[SUPPLIED MATERIAL]:
PR #4555, opened 2023-04-07
Add missing labels for antreaconfig from clusterbootstrap

hangyan:

In the last version bump, antrea controller relies on a package label to working normally. But in cert cases(cb and antreaconfig created from kubectl, the label is missing). This patch added the missing label from clusterboostrap clone

Fixes # TKG-18782

This is also an alternative solution compared to https://github.com/vmware-tanzu/tanzu-framework/pull/4544

Test done in a Live tanzu env

### Release note

```release-note

```

### DIFF
--- a/addons/pkg/util/clusterbootstrapclone/clusterbootstrapclone.go
+++ b/addons/pkg/util/clusterbootstrapclone/clusterbootstrapclone.go
@@ -444,7 +444,7 @@ func (h *Helper) HandleExistingClusterBootstrap(clusterBootstrap *runtanzuv1alph
 		h.Logger.Error(err, fmt.Sprintf("unable to add cluster %s/%s as owner reference to providers", cluster.Namespace, cluster.Name))
 	}
 
-	if err := h.addPackageLabelForCNIProvider(cluster.Name, clusterBootstrap); err != nil {
+	if err := h.AddPackageLabelForCNIProvider(cluster.Name, clusterBootstrap); err != nil {
 		h.Logger.Error(err, fmt.Sprintf("unable to add labels to cni provider"))
 		return nil, err
 	}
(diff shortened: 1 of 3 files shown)


addons/pkg/util/clusterbootstrapclone/clusterbootstrapclone.go
```diff
@@ -995,6 +1026,32 @@ func ownedByDifferentCluster(k8SObject *unstructured.Unstructured, cluster *clus
...
+		// We need to get and update, otherwise there could have concurrency issue: ["the object has been modified; please
+		// apply your changes to the latest version and try again"]
+		newChild, errGetProvider := h.DynamicClient.Resource(*gvr).Namespace(child.GetNamespace()).Get(h.Ctx, child.GetName(), metav1.GetOptions{})
+		if errGetProvider != nil {
+			h.Logger.Error(errGetProvider, fmt.Sprintf("unable to get %s %s/%s", child.GetKind(), child.GetNamespace(), child.GetName()))
+			return errGetProvider
+		}
+		newChild = newChild.DeepCopy()
+		newChild.SetLabels(labels)
+		_, errUpdateProvider := h.DynamicClient.Resource(*gvr).Namespace(newChild.GetNamespace()).Update(h.Ctx, newChild, metav1.UpdateOptions{})
```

[EXERCISE INSTRUCTIONS]:
Each record must be restated word for word, including the last line.

[THE COMPLETED TASK]:
PR #4555, opened 2023-04-07
Add missing labels for antreaconfig from clusterbootstrap

hangyan:

In the last version bump, antrea controller relies on a package label to working normally. But in cert cases(cb and antreaconfig created from kubectl, the label is missing). This patch added the missing label from clusterboostrap clone

Fixes # TKG-18782

This is also an alternative solution compared to https://github.com/vmware-tanzu/tanzu-framework/pull/4544

Test done in a Live tanzu env

### Release note

```release-note

```

### DIFF
--- a/addons/pkg/util/clusterbootstrapclone/clusterbootstrapclone.go
+++ b/addons/pkg/util/clusterbootstrapclone/clusterbootstrapclone.go
@@ -444,7 +444,7 @@ func (h *Helper) HandleExistingClusterBootstrap(clusterBootstrap *runtanzuv1alph
 		h.Logger.Error(err, fmt.Sprintf("unable to add cluster %s/%s as owner reference to providers", cluster.Namespace, cluster.Name))
 	}
 
-	if err := h.addPackageLabelForCNIProvider(cluster.Name, clusterBootstrap); err != nil {
+	if err := h.AddPackageLabelForCNIProvider(cluster.Name, clusterBootstrap); err != nil {
 		h.Logger.Error(err, fmt.Sprintf("unable to add labels to cni provider"))
 		return nil, err
 	}
(diff shortened: 1 of 3 files shown)


addons/pkg/util/clusterbootstrapclone/clusterbootstrapclone.go
```diff
@@ -995,6 +1026,32 @@ func ownedByDifferentCluster(k8SObject *unstructured.Unstructured, cluster *clus
...
+		// We need to get and update, otherwise there could have concurrency issue: ["the object has been modified; please
+		// apply your changes to the latest version and try again"]
+		newChild, errGetProvider := h.DynamicClient.Resource(*gvr).Namespace(child.GetNamespace()).Get(h.Ctx, child.GetName(), metav1.GetOptions{})
+		if errGetProvider != nil {
+			h.Logger.Error(errGetProvider, fmt.Sprintf("unable to get %s %s/%s", child.GetKind(), child.GetNamespace(), child.GetName()))
+			return errGetProvider
+		}
+		newChild = newChild.DeepCopy()
+		newChild.SetLabels(labels)
+		_, errUpdateProvider := h.DynamicClient.Resource(*gvr).Namespace(newChild.GetNamespace()).Update(h.Ctx, newChild, metav1.UpdateOptions{})
```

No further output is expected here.